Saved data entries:
[Start of Attachment]

PR #11920, opened 2026-07-20
perf(router): batch active sequence replica events

jthomson04:
## Summary

Batch frontend active-sequence replica-sync lifecycle events on ZMQ while preserving singleton NATS publication and the existing receive-side coalescing behavior.

## Overview:

Reduce ZMQ message fanout by collecting lifecycle events with the shared 256-event and 1 ms policy. NATS keeps the existing ActiveSequenceEvent wire format, so no batch payload-size cap or partitioning is required.

## Details:

- Select singleton or batched publication from the runtime event transport.
- Publish each NATS lifecycle event immediately with the existing singleton wire format.
- Send ZMQ lifecycle events through the existing 100,000-event bounded queue and publish one ActiveSequenceEventBatch per collection window.
- Decode NATS singletons and ZMQ batches through one shared transport-aware subscriber used by replica apply and LoRA load tracking.
- Preserve the public by-reference SequencePublisher method and add a default owned helper; only the runtime overrides the owned path to avoid cloning large AddRequest token vectors.
- Keep receive-side ReplicaBatchEffects coalescing, best-effort failures, and standalone slot-tracker wire behavior unchanged.

- lib/llm/src/kv_router/sequence.rs for transport selection, ZMQ batching, and shared subscriber flattening.
- lib/llm/src/lora/load_estimator.rs for reuse of the shared subscriber and the LoRA regression test.
- lib/kv-router/src/sequences/multi_worker.rs for the source-compatible owned-event helper.

## Related Issues

## Validation

- cargo fmt --all -- --check
- cargo test -p dynamo-llm kv_router::sequence::tests --lib
- cargo test -p dynamo-llm mixed_replica_batch_updates_lora_load_in_order --lib
- cargo test -p dynamo-kv-router replica_sync --lib
- cargo test -p dynamo-kv-router --features standalone-slot-tracker scoped_publisher_drops_when_outbound_channel_is_full --lib
- cargo clippy -p dynamo-kv-router -p dynamo-llm -p dynamo-mocker --lib --tests -- -D warnings
- cargo clippy -p dynamo-kv-router --features standalone-slot-tracker --lib --tests -- -D warnings

### DIFF
--- a/lib/llm/src/lora/load_estimator.rs
+++ b/lib/llm/src/lora/load_estimator.rs
@@ -743,6 +743,12 @@ impl Default for LoadEstimator {
 mod tests {
     use super::*;
     use dynamo_kv_router::protocols::{ActiveSequenceEventBatch, WorkerWithDpRank};
+    use dynamo_runtime::config::environment_names::zmq_broker as broker_env;
+    use dynamo_runtime::distributed::DistributedConfig;
+    use dynamo_runtime::transports::event_plane::EventPublisher;
+    use dynamo_runtime::{DistributedRuntime, Runtime};
+
+    use crate::kv_router::ACTIVE_SEQUENCES_SUBJECT;
 
     fn lora_event(
         request_id: &str,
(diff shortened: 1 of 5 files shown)


jthomson04:
## Code review

Reviewed the batched replica-sync path end to end (transport wiring, partitioning, paused-time tests, receiver apply loop). Overall: correct, well-tested, clear throughput win (up to 256:1 fewer NATS publishes). No blocking bugs. Notes below.

### What's solid
- **Envelope handling is correct.** `publish(&T)` == `encode_payload` + `publish_bytes_ref`, so the manual `encode_replica_batch` + `publish_bytes_ref` path is equivalent — the manual encode is justified because the encoded size is needed to partition. The typed `ActiveSequenceEventBatch` decodes bytes serialized from `ActiveSequenceEventBatchRef` identically; the roundtrip test confirms it.
- **Partitioning is correct.** MessagePack prefix length is monotonic in event count, so the binary search over `[2, len-1]` (with `best_len = 1` seed and the full-slice / single-event fast paths) always finds the largest fitting prefix. `len ∈ {1,2,3,4}` edge cases check out.
- **Clean lifecycle** — on drop the channel closes and the publisher task exits; `child_token()` covers cancellation. `.first()/.last().expect()` are safe since `collect_replica_batch` always seeds `first_event`.
- **Strong unit coverage** — time/count caps under `start_paused`, payload split + envelope-under-1 MB assertion, single-oversized-event preservation.

### Issues & risks
- **The "ordered" framing overstates the guarantee (pre-existing, not a regression).** `spawn_publish_event` does `tokio::spawn(publish_event(...))` *per event*, so the order events reach the mpsc channel is decided by task scheduling, not by the logical `add_request` → `free` order. Intra-batch order is faithfully preserved, but that order is only "channel arrival order," which was already nondeterministic before this PR. Batching neither fixes nor worsens it — worth softening the "ordered" language, and confirming `apply_replica_event` is order-tolerant (it appears to be).
- **NATS `max_payload` is a hardcoded assumption.** `MAX_REPLICA_BATCH_PAYLOAD_BYTES = 1_000_000` targets the NATS default 1 MB; the test only guards that default. A deployment that lowers `max_payload` would have well-formed batches rejected at publish time. Consider reading `client.server_info().max_payload`, or documenting the assumption. (Also dead overhead on the ZMQ transport, which has no such limit — harmless.)
- **Oversized single events and mid-batch failures are silently lossy.** An oversized event is published intact (warn only) and will be rejected by NATS → logged as error, no retry → that request's state diverges on the peer. `publish_replica_batch` likewise continues past a publish error, leaving gaps. Both are pre-existing best-effort semantics, but batching makes them explicit fallbacks — a one-line comment stating replica sync is lossy-by-design would help the next reader.
- **Extra per-event allocation.** `publish_event` now does `event.clone()` to move into the channel (trait takes `&ActiveSequenceEvent`), where the old path serialized from the reference. For `AddRequest` with a large `token_sequence` this is a real heap copy on the hot path, on top of the retained per-event `tokio::spawn`. Likely a net win given the publish reduction, but a genuine added cost.

### Nits
- `REPLICA_EVENT_CHANNEL_CAPACITY = 100_000` and `MAX_REPLICA_BATCH_PAYLOAD_BYTES` have no rationale comment; 100k buffered events (each potentially carrying a large `token_sequence`) is a nontrivial memory ceiling under backpressure.
- Constants are split across crates (`MAX_REPLICA_BATCH_{EVENTS,DURATION}` in `protocols.rs`, payload/channel caps in `sequence.rs`) — the crate boundary justifies it, but a cross-reference comment would aid discoverability.
- `encode_replica_batch_partitions` re-encodes the full remaining slice each outer iteration → O(n log n) encodes in the pathological all-large-events case. Fine given the fast path dominates.

_Reviewed with Claude Code._

jthomson04:
Addressed the review feedback in 77d4e327be.

- Batching is now ZMQ-only. NATS keeps publishing one ActiveSequenceEvent per message, preserving its existing wire format and eliminating the batch max-payload and partitioning concerns.
- ZMQ retains the 256-event / 1 ms collection policy and the existing 100,000-event bounded queue. The pre-existing spawned publisher tasks await queue capacity rather than deliberately dropping events.
- Replica apply and LoRA tracking now share one transport-aware subscriber: singleton decoding for NATS and batch decoding plus event flattening for ZMQ. This fixes the LoRA wire mismatch without duplicating transport-selection logic.
- The public SequencePublisher::publish_event(&ActiveSequenceEvent) API remains source-compatible. A default owned helper was added, and only RuntimeSequencePublisher overrides it to move large AddRequest payloads into the ZMQ queue without cloning.
- Batch wording now states the actual guarantee: publisher-queue arrival order. Logical ordering across the existing spawned producer tasks remains unchanged.
- Manual MessagePack size checks, binary-search partitioning, oversized-event handling, and their tests were removed.

Validation is green: formatting; focused NATS-wire/ZMQ-batching, LoRA, and 13 replica-apply tests; the standalone publisher regression with its feature enabled; and clippy with warnings denied for dynamo-kv-router, dynamo-llm, dynamo-mocker, and standalone slot-tracker.

lib/llm/src/lora/load_estimator.rs
```diff
@@ -745,6 +742,60 @@ impl Default for LoadEstimator {
...
+        ActiveSequenceEventData::AddRequest {
+            token_sequence: None,
+            track_prefill_tokens: false,
+            expected_output_tokens: None,
+            prefill_load_hint: None,
+        }
+    }
+
+    #[test]
+    fn mixed_replica_batch_updates_lora_load_in_order() {
```
PeaBrane: Non-blocking: this test bypasses the subscription path it is meant to protect—it unwraps `batch.events` and calls the pre-existing `handle_event` directly. It would still pass if `RuntimeSequenceSubscriber` failed to decode or flatten a ZMQ batch, which was the regression fixed earlier in this PR. Could we drive a batch through the shared subscriber and assert the final LoRA counts instead?

PeaBrane (approved):
✅

lib/llm/src/lora/load_estimator.rs
jthomson04: Addressed in 9f3cb73fca. `mixed_replica_batch_updates_lora_load_in_order` now uses a process-local ZMQ endpoint, publishes an `ActiveSequenceEventBatch` through the production event publisher, receives the flattened lifecycle events through `RuntimeSequenceSubscriber`, and then verifies the LoRA counts. The focused LoRA and sequence tests pass, as does clippy.

ishandhanani (approved):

[End of Attachment]

Activity:
From the line holding "Validation is green: formatting;" through the last line above, reproduce each line exactly and add nothing.

Solution:
Validation is green: formatting; focused NATS-wire/ZMQ-batching, LoRA, and 13 replica-apply tests; the standalone publisher regression with its feature enabled; and clippy with warnings denied for dynamo-kv-router, dynamo-llm, dynamo-mocker, and standalone slot-tracker.

lib/llm/src/lora/load_estimator.rs
```diff
@@ -745,6 +742,60 @@ impl Default for LoadEstimator {
...
+        ActiveSequenceEventData::AddRequest {
+            token_sequence: None,
+            track_prefill_tokens: false,
+            expected_output_tokens: None,
+            prefill_load_hint: None,
+        }
+    }
+
+    #[test]
+    fn mixed_replica_batch_updates_lora_load_in_order() {
```
PeaBrane: Non-blocking: this test bypasses the subscription path it is meant to protect—it unwraps `batch.events` and calls the pre-existing `handle_event` directly. It would still pass if `RuntimeSequenceSubscriber` failed to decode or flatten a ZMQ batch, which was the regression fixed earlier in this PR. Could we drive a batch through the shared subscriber and assert the final LoRA counts instead?

PeaBrane (approved):
✅

lib/llm/src/lora/load_estimator.rs
jthomson04: Addressed in 9f3cb73fca. `mixed_replica_batch_updates_lora_load_in_order` now uses a process-local ZMQ endpoint, publishes an `ActiveSequenceEventBatch` through the production event publisher, receives the flattened lifecycle events through `RuntimeSequenceSubscriber`, and then verifies the LoRA counts. The focused LoRA and sequence tests pass, as does clippy.

ishandhanani (approved):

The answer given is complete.